__WORK INSTRUCTIONS__:
Starting at the first line of the entries below, output every line exactly, up to and including the line with "1. use one txn".

Start of DATASET RECORDS

PR #2815, opened 2022-08-03
api: consolidate DatabaseMiddleware into other middleware

### LINKED ISSUE #2697: api: failing to commit a transaction does not result in a 500 response

dnephin:
## Summary

This PR consolidates `DatabaseMiddleware` into the existing `authenticatedMiddleware` and `unauthenticatedMiddleware`. This removes the need for these middleware to fetch the txn from `gin.Context`, they can use the txn directly.

This is the first step to fixing #2697. We'll need to do one of the following next, both of which require this change. Either we
1. use one txn for middleware, and a separate one for handlers. The txn for handlers would be managed from `wrappedHandler`.  This is my preference because it allows us to use different read modes, and isolation modes for the middleware and the handler.
2. use a single txn for both middleware and handlers, which would require moving the `(un)authenticatedMiddleware` into `wrappedHandler`. I think integrating those two is nice either way, but I like keeping separate txn.

## Related Issues

This moves us closer to being able to fix issue #2697
Related to https://github.com/infrahq/internal/issues/19

### DIFF
--- a/internal/server/middleware.go
+++ b/internal/server/middleware.go
@@ -36,20 +36,6 @@ func TimeoutMiddleware(timeout time.Duration) gin.HandlerFunc {
 	}
 }
 
-// DatabaseMiddleware injects a `db` object into the Gin context.
-func DatabaseMiddleware(db *gorm.DB) gin.HandlerFunc {
-	return func(c *gin.Context) {
-		err := db.WithContext(c.Request.Context()).Transaction(func(tx *gorm.DB) error {
-			c.Set("db", tx)
-			c.Next()
-			return nil
-		})
-		if err != nil {
-			logging.Debugf(err.Error())
-		}
-	}
-}
-
 func handleInfraDestinationHeader(c *gin.Context) error {
 	uniqueID := c.Request.Header.Get("Infra-Destination")
 	if uniqueID == "" {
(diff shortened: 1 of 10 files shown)


internal/server/middleware.go
```diff
@@ -81,42 +67,61 @@ func handleInfraDestinationHeader(c *gin.Context) error {
...
-func authenticatedMiddleware() gin.HandlerFunc {
+func authenticatedMiddleware(db *gorm.DB) gin.HandlerFunc {
 	return func(c *gin.Context) {
-		db := getDB(c)
-		authned, err := requireAccessKey(db, c.Request)
-		if err != nil {
-			sendAPIError(c, err)
-			return
-		}
+		withDBTxn(c.Request.Context(), db, func(tx *gorm.DB) {
```
dnephin, line 75: It's unfortunate this adds another level of indentation.

In the future, when we remove gorm, we'll have to replace this with calls to `Begin`, `Commit`, and `Rollback`. I expect that to change this code a little bit, but probably not too much.

internal/server/routes.go
```diff
@@ -268,15 +265,14 @@ type WellKnownJWKResponse struct {
 }
 
 func (a *API) wellKnownJWKsHandler(c *gin.Context) {
-	keys, err := access.GetPublicJWK(c)
+	rCtx := getRequestContext(c)
```
dnephin, line 268: We could further integrate this `wellKnownJWKsHandler` and make it one of our `HandlerFunc`. That's going to be a prerequisite for other changes, so I might try and do that here.

I also need to check if we have test coverage for this endpoint.

dnephin: I did this in the latest commit.

BruceMacD (commented):
The changes seem ok but I'm a bit confused about the actual scenario this is an issue. We debug log the error in the database middleware, but I am not sure what kind of errors we would get that aren't handled by the authenticated middleware `sendAPIError`

dnephin:
> I am not sure what kind of errors we would get that aren't handled by the authenticated middleware

The transaction commit can return an error, and right now we hide it in debug logs, where as we should be returning it as an error to the user (https://github.com/infrahq/infra/issues/2697). If the transaction commit failed, then the entire operation failed because nothing was applied to the DB.

BruceMacD (approved):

End of DATASET RECORDS

__SOLUTION TO THE PROBLEM__:
PR #2815, opened 2022-08-03
api: consolidate DatabaseMiddleware into other middleware

### LINKED ISSUE #2697: api: failing to commit a transaction does not result in a 500 response

dnephin:
## Summary

This PR consolidates `DatabaseMiddleware` into the existing `authenticatedMiddleware` and `unauthenticatedMiddleware`. This removes the need for these middleware to fetch the txn from `gin.Context`, they can use the txn directly.

This is the first step to fixing #2697. We'll need to do one of the following next, both of which require this change. Either we
1. use one txn for middleware, and a separate one for handlers. The txn for handlers would be managed from `wrappedHandler`.  This is my preference because it allows us to use different read modes, and isolation modes for the middleware and the handler.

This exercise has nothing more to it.